NICKEL SULPHIDE MINERALISATION INTERSECTED ALONG STRIKE AT NEPEAN 

*Highlights *
• _Nickel sulphide mineralisation hosted by a thick fertile ultramafic unit intersected along strike from the historic Nepean nickel mine 
• Several thick zones of elevated nickel (>0.3%Ni) and logged disseminated nickel sulphides were intersected within the ultramafic rocks in close proximity to the footwall contact with the underlying basalt unit, which is typical of Kambalda-style nickel sulphide deposits 
• Down Hole Electromagnetic (DHEM) surveys have identified several anomalous conductors coincident with the elevated nickel intersections, providing discrete high-priority drill targets  
• Next phase of drilling to test these targets is scheduled to commence in early May 
• High-powered ground Moving Loop Electromagnetic (MLEM) survey has commenced at Nepean over most prospective areas of the 10km of potential strike_


----------



## Dona Ferentes (3 May 2021)

And AOU holds much of the land adjacent to the TAR * High-Grade Copper Discovery at the Wyacca prospect*..


----------



## greggles (18 May 2021)

Should be some news flow coming through for AOU in the coming weeks. An RC drill programme at the Ragless Range Zinc Prospect in SA is expected to commence in the very near future. 

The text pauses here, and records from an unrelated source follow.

PR #11676, opened 2026-08-24
Improve High Tide AI usage

vanja-ivancevic:
- We are preparing Fallen Empires Adventure dungeons whose authored AI decks use High Tide, which is currently excluded by `AI:RemoveDeck:All`.
- Add dedicated `HighTide` handling for its effect-based spell during the AI controller main phases, delegating payoff selection to the existing mana-ritual heuristic.
- Keep the card script schema-truthful. The AI derives the estimated net gain directly as the number of untapped Island lands minus the Island used to cast High Tide. This includes nonbasic lands with the Island subtype.
- Replace `AI:RemoveDeck:All` with `AI:RemoveDeck:Random`, allowing authored AI decks to use High Tide while keeping it out of generated decks that may lack sufficient Islands or worthwhile fixed-cost payoffs. This is especially important because High Tide also benefits opposing Islands.
- The existing ritual heuristic holds High Tide without a useful fixed-cost payoff and casts it when the additional mana unlocks one. X-cost spell planning remains outside this change.
- Verified with normal AI scenarios: with three Islands, Tundra, and Time Spiral, High Tide is selected first; without a payoff it is held; during an opponent main phase it is held. Existing Dark Ritual selection and mana-resolution scenarios also pass.

### DIFF
--- a/forge-gui/res/cardsfolder/h/high_tide.txt
+++ b/forge-gui/res/cardsfolder/h/high_tide.txt
@@ -1,8 +1,8 @@
 Name:High Tide
 ManaCost:U
 Types:Instant
-A:SP$ Effect | Triggers$ IslandTrigger | SpellDescription$ Until end of turn, whenever a player taps an Island for mana, that player adds an additional {U}.
+A:SP$ Effect | Triggers$ IslandTrigger | AILogic$ HighTide | AINoRecursiveCheck$ True | SpellDescription$ Until end of turn, whenever a player taps an Island for mana, that player adds an additional {U}.
 SVar:IslandTrigger:Mode$ TapsForMana | ValidCard$ Island | Execute$ TrigMana | Static$ True | TriggerDescription$ Whenever a player taps an Island for mana, that player adds an additional {U}.
 SVar:TrigMana:DB$ Mana | Produced$ U | Amount$ 1 | Defined$ TriggeredActivator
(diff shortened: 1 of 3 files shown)


forge-gui/res/cardsfolder/h/high_tide.txt
```diff
@@ -1,8 +1,9 @@
 Name:High Tide
 ManaCost:U
 Types:Instant
-A:SP$ Effect | Triggers$ IslandTrigger | SpellDescription$ Until end of turn, whenever a player taps an Island for mana, that player adds an additional {U}.
+A:SP$ Effect | Triggers$ IslandTrigger | Produced$ U | Amount$ X | AILogic$ ManaRitual | AINoRecursiveCheck$ True | SpellDescription$ Until end of turn, whenever a player taps an Island for mana, that player adds an additional {U}.
```
tool4ever: no fake params on scripts

vanja-ivancevic: Fixed, thanks. I removed the fake `Produced` and `Amount` parameters and the supporting `X` SVar. High Tide now uses a dedicated `AILogic`, and the ritual evaluator derives its untapped-Island net gain internally. The High Tide scenarios and existing Dark Ritual selection and mana-resolution checks pass.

						Auroch returns to promising South Aust copper-zinc play
					

Robust nickel drill results from Nepean in WA have been firing market interest in Auroch Minerals of late. However the company has been keen to resume its high-grade copper and zinc search in South Australia and that is now imminent.




					thewest.com.au
				




Also, a diamond drill programme testing high-priority EM targets at the Nepean Nickel Project has been underway since early May and the second phase of RC drilling to test geochemical and geophysical targets along the Nepean strike is due to commence at the end of this month.

So there should be plenty of news announced between now and the end of the financial year.


----------



## barney (18 May 2021)

greggles said:


> Should be some news flow coming through for AOU in the coming weeks. An RC drill programme at the Ragless Range Zinc Prospect in SA is expected to commence in the very near future.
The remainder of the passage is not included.